Data shown Block Start
Issue #1026, opened 2018-07-07
Alert: implementation


necolas:
https://facebook.github.io/react-native/docs/alert

piranna:
https://github.com/piranna/react-native-web-extended/blob/master/src/apis/Alert/index.js

RichardLindhout:
For now I do something like this to workaround this issue.

```
const alertTitle = 'Foutmelding'
const alertText = 'Geen toegang tot locatiedata'
if (Platform.OS === 'web') {
   alert(alertText)
} else {
    Alert.alert(alertTitle, alertText)
}
```

piranna:
Browser `alert()` is blocking, so it's not recomended to use. Not sure why it's not deprecated yet...

vlimag:
Does react-native-web supports Alert already?

steida:
@vlimag Check readme https://github.com/necolas/react-native-web#modules

arqex:
What do you think about implementing it using react portals? We can inject the node in the dom and use a portal to show/hide.

We can ship simple styling for it and create a way to let the developer customize the appearance and the appearing/hiding transition.

vlimag:
What I've done so far.
one file for default react native alert, and one file for react web alert.
Alert. js
```
import { Alert } from 'react-native'

export const StdAlert = (title, desc, onPress = () => { }) => {
  Alert.alert(
    title,
    desc,
    [
      { text: 'OK', onPress: () => onPress() }
    ],
    { cancelable: false }
  )
}

export const BinaryAlert = (title, desc, onPositivePress = () => { }, onNegativePress = () => { }) => {
  Alert.alert(
    title,
    desc,
    [
      { text: 'Sim', onPress: () => onPositivePress() },
      { text: 'Não', onPress: () => onNegativePress() }
    ],
    { cancelable: false }
  )
}
```

and for web, Alert.web.js


```
export const StdAlert = (title, desc, onPress = () => { }) => {
  alert(`${title}\n${desc}`)
  if (onPress) onPress()
}

export const BinaryAlert = (title, desc, onPositivePress = () => { }, onNegativePress = () => { }) => {
  const res = window.confirm(`${title}\n${desc}`)
  if (res) onPositivePress()
  else onNegativePress()
}
```
Then you use it as following:

```


```

joan-saum:
@vlimag , how about dependencies which use the Alert from react native ? (#1366)

vlimag:
[...]

PR #1364, opened 2019-06-10
Alert API

arqex:
Hey! I needed the alert API working for a project and I saw that it wasn't implemented (https://github.com/necolas/react-native-web/issues/1026) so I gave it a try. 

It follows the original API, tries to be simple, to play well with accessibility and to be customizable enough to adapt to every web project.

It comes with automated tests, flow types, and I have added some examples to the website. You can see it working here:

https://rnw-alert.surge.sh/?selectedKind=APIs&selectedStory=Alert

## Implementation
At first, I thought that the right thing would be using react portals. But I quickly discarded the idea since the API contains just a static method, and trying to mount alerts in our components makes no much sense.

The selected approach appends a new node to the `document.body` whenever we call `Alert.alert()`. In the append node we mount a component called `<AlertOverlay>`, that will be responsible to show/hide the alert gently to the users. We also apply some other tricks to make the alert content the only accessible one in the page (more about it in the accessibility section below).

The alert content is shown by a different component. In the implementation the default alert component is called `<AlertDefaultComponent>`, and it tries to be really simple, using react-native's `<Button>` component to render the different options the alert provides. The default styles, the alert component and the buttons are customizable to adapt to any web app design (see more at the customization section below).

There is a small default animation when the alert is getting open/closed. The implementation uses RN's `Animated` library to make it work.

In Android, alerts are dismissable by tapping outside of the box, on the overlay background. This implementation inherits that behavior by default, but we can disable it by using `{cancelable: false}` as the options argument of the `Alert.alert()` method. See https://facebook.github.io/react-native/docs/alert for more info about the arguments.

In iOS, alert can have more than 3 buttons and this implementation allows the same. On the other hand, in Android the order of the buttons has a meaning - 'neutral', 'negative', 'positive' - but this implementation really doesn't care about what are the purposes of the given buttons.

## Accessibility
When we call `Alert.alert()`, this implementation ensures that the alert's content is the only one accessible in the screen, even if the current page's content is visible behind. When the alert is open:

* The background content is hidden to screen readers thanks to the `aria-hidden=true` attribute.
* The background content is not scrollable anymore.
* The background content is not selectable by dragging the mouse click, using `userSelect=none`.
* The focus is moved into the alert. When the alert get closed, the focus is moved back to the previous selected element.
* The content of the alert is the only one focusable by pressing the TAB key.
* Pressing the ESC key, dismiss the alert if `cancelable` is not set to `false`.

All the accessibility changes above are reverted when the alert is closed, leaving the screen as it was before opening the alert.

## The back button
Even if we set the option `{cancelable: false}` for our alerts, users will be always able to cancel the alert in web apps by pressing browser's back button. This implementation of the alert API is aware of changes in the URL:
* When the alert is open and the URL changes, the alert is dismissed since it might not be related to the context anymore, and the `onDismiss` callback is called.
* When we call `Alert.alert()`, it tries to add a parameter to the URL so, when we press the back button, the browser will just remove the parameter and we dismiss the alert without changing the main content of the page.
* When the alert is closed because the user pressed a button (or dismissed by clicking the overlay), we go back in the browser's history removing the added URL parameter. This approach has the downside of rendering the browser with an URL in the browser history's future, but it was the best one I could imagine. If you find out anything better, I'd be glad to implement it.

## Customizing the styles
In mobile, the alerts are native and follow the styles of the platform so they always look ok. In web apps, there are no predefined styles for them, and user expects their styles to match the application ones.

There isn't a standard way of applying styles to native components in RNW (as far as I know), so I decided to let the developer define some static methods or attributes in the `Alert` object to override the styling defaults and internal components.

* **`Alert.getCustomStyles`** - If defined, the implementation tries to call this method when the alert is getting open, expecting an object with the styles to override as the result. Eg:
```js
// Before calling `Alert.alert()`
Alert.getCustomStyles = function( animatedValue ){
	return {
		alertWrapper: {
			backgroundColor: 'green'
		}
	};
}
```
We can override the styles for the following elements (from outside in):
`{wrapper, overlay, alertWrapper, titleWrapper, title, messageWrapper, message, buttonsWrapper, buttonWrapper}`

As we can see in the example above, the method will receive an `Animated.Value` as the only parameter. It's the one used for the appearing/hiding animations, as its value changes from `0` to `1`. We can interpolate this value to create animations in the `overlay` style (the only one animatable). Please, animate only `opacity` and `transform` attributes to keep the animation performant.

* **`Alert.Button`** - By default, this implementation uses the shipped component `<AlertDefaultButton>` to render the different clickable options of the alert. This component uses RNW's `<Button>` internally. If we have customized buttons in our app, we might want to use them also in our alerts. We can tell Alert to use custom components for its buttons by setting `Alert.Button`:
```js
// CustomButton is our button component
// Before calling `Alert.alert()`
Alert.Button = CustomButton

// Our component will receive the props:
CustomButton.propTypes = {
	// The object returned by Alert.getCustomStyles
	customStyles: PropTypes.object,
	// The index of the button
	index: PropTypes.number,
	// The callback to be called when the button is pressed
	onPress: PropTypes.func,
	// The text of the button
	text: PropTypes.string,
	// The "style" of the button as seen the alert docs
	// the `style` prop has a special meaning, so it is renamed to `type`
	type: PropTypes.oneOf(['default', 'cancel', 'destructive'])
};
```
If we passed our component to `Alert.Button`, the `buttonWrapper` style returned by `getDefaultStyles` method won't be used unless we apply it in our component's code.

**`Alert.Component`** - If overriding the styles and the button component is not enough for our App, we can override the whole alert box. By default, the shipped component `AlertDefaultComponent` is used, but we can override it:
```js
// CustomAlert is our Alert component
// Before calling `Alert.alert()`
Alert.Component = CustomAlert

// The props received
CustomAlert.propTypes = {
	// The button component as set in `Alert.Button`
	Button: PropTypes.oneOfType([PropTypes.instanceOf(Component), PropTypes.func]),
	// The button definitions from the options
	buttons: PropTypes.array,
	// The styles as returned by `Alert.getCustomStyles`
	customStyles: PropTypes.object,
	// The message from the options
	message: PropTypes.string,
	// The title from the options
  title: PropTypes.string
};
```
If `Alert.Component` is used, we will receive the `customStyles` and the `Button` components as props, but it's up to use them.


hodgef:
@necolas Please merge this. `Alert` support would be amazing to have!

necolas:
Since your implementation doesn't rely on any internals you should maintain it in "userland". This patch is too big and complicated for me to review, especially without any prior discussion about the implementation (i.e., relying on Animated in a perf problem).

At the moment we're rethinking what code belongs in a core UI library and I'm unlikely to add new modules while so many are being removed from RN and reassessed more generally.

joan-saum:
@necolas What about the implementation in #305 ? I thought this PR was close to be merge but maybe got abandonned ?

arqex:
Sorry for the big PR, I had the alert API implemented and I just adapted it to work within RNW so I didn't give the chance of discussing. 🙏 

Knowing that, I tried to add a good explanation of it in the PR so we can discuss now all the opinionated parts. I have no problems in changing whatever we think that can be done better, if we still want to have the alert API in the RNW.

RN alerts are a strange mix, they are used as a static method but it also involves the UI components. Maybe RNW should include all the logic that ensures that any component will be shown in an acessible way and the UI itself should be provided by the developer.

ziaulrehman40:
@arqex Is there a possibility to get this out as a separate npm package, like we have a few for react-native-web-modal implementation. Would be great.
Thanks.

PR #1365, opened 2019-06-11
Do not stringify the app params

edelventhal:
We have a circular structure in our app params. This trivial console.log therefore causes our app to crash. We have no reason not to want a circular structure, and we also have no reason to log out all the startup params.

IMO, this seems like a console log you don't need.


necolas:
This patch would just print `[Object object]` instead. And this code is part of React Native - https://github.com/facebook/react-native/blob/ac7ec4602fd4d8ec033a084df6a92437ea2d3a8a/Libraries/ReactNative/AppRegistry.js#L180

edelventhal:
Yeah, you can inspect the value of it in the browser though. Or just don't print it at all.

Huh wow I didn't realize that React Native does it too. That's weak.

PR #1395, opened 2019-07-09
[fix] Hiding scroll support on Firefox ver. 64+

bcontrol:
Since Firefox ver. 63 we should use scrollbar-width property


necolas:
The `scrollbar-width` property should probably appear last in the list of rules

yungkittty:
@necolas Sorry, I wasn't aware there were already a pull-request opened about this issue. Do you know when this will be released? Thanks.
Data shown Block End
## Problem to work on
Every line above that holds the string "already" counts once; give the total and nothing more.

## Response to this exercise
2